Le joueur incarne Momo Reinol, prêtresse dévouée de la cité sacrée de Koho, dont la paix est brutalement mise en péril par l’éveil de forces démoniaques. Mais ici, il ne s’agit pas simplement de défendre un royaume : c’est une guerre existentielle, un combat où la piété et l’acier se rejoignent dans un même souffle. Momo n’est pas une guerrière née, mais une protectrice contrainte de prendre les armes pour sauver ce qui peut l’être encore, et peut-être accepter ce qui est déjà perdu.
L’histoire de Moonlit Farewell repose sur une mélancolie omniprésente, où chaque personnage rencontré est un fragment d’un monde à l’agonie. Les rares alliés croisés dans cette aventure portent tous le poids d’un passé inachevé, de regrets enfouis sous des silences éloquents. On ne parle pas ici de compagnons traditionnels, mais d’âmes errantes, de survivants pris dans une toile d’événements qui les dépasse. Certains vous offriront leur aide, d’autres tenteront de vous détourner de votre mission par résignation ou peur.

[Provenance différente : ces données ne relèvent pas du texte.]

PR #729, opened 2024-02-07
feat: persist Store

### LINKED ISSUE #662: Persist `Store.tree_cache` information

MegaRedHand:
Closes #662

This PR persists the whole state in the DB, by dumping the Store object in parallel each time a block is processed. It also makes some other small changes to do this:

- adds hardcoded genesis validator roots for mainnet and sepolia, which are used for validating checkpoint-sync anchors
- refactors the way arguments are passed from `BeaconNode` to its children


lib/types/store.ex
```diff
@@ -137,4 +138,15 @@ defmodule Types.Store do
       {:error, :not_found} -> store
     end
   end
+
+  def fetch_store do
```
mpaulucci, line 142: I would put this in `LambdaEthereumConsensus.Store.StoreStore` do we don't overload this module. And we should rename (DB) Store to Storage or something xD

mpaulucci (approved):
LGTM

L’antagonisme du jeu, bien que centré sur l’invasion des démons, ne se limite pas à un affrontement manichéen. Comme dans les précédents Momodora, la frontière entre le bien et le mal, le sacré et le profane, est floue. Chaque boss, chaque créature démoniaque que l’on croise a une histoire, une raison d’être. Ici, les monstres ne sont pas toujours ceux que l’on croit, et la véritable malédiction pourrait ne pas être celle que l’on combat, mais celle que l’on perpétue en cherchant à lutter contre l’inévitable.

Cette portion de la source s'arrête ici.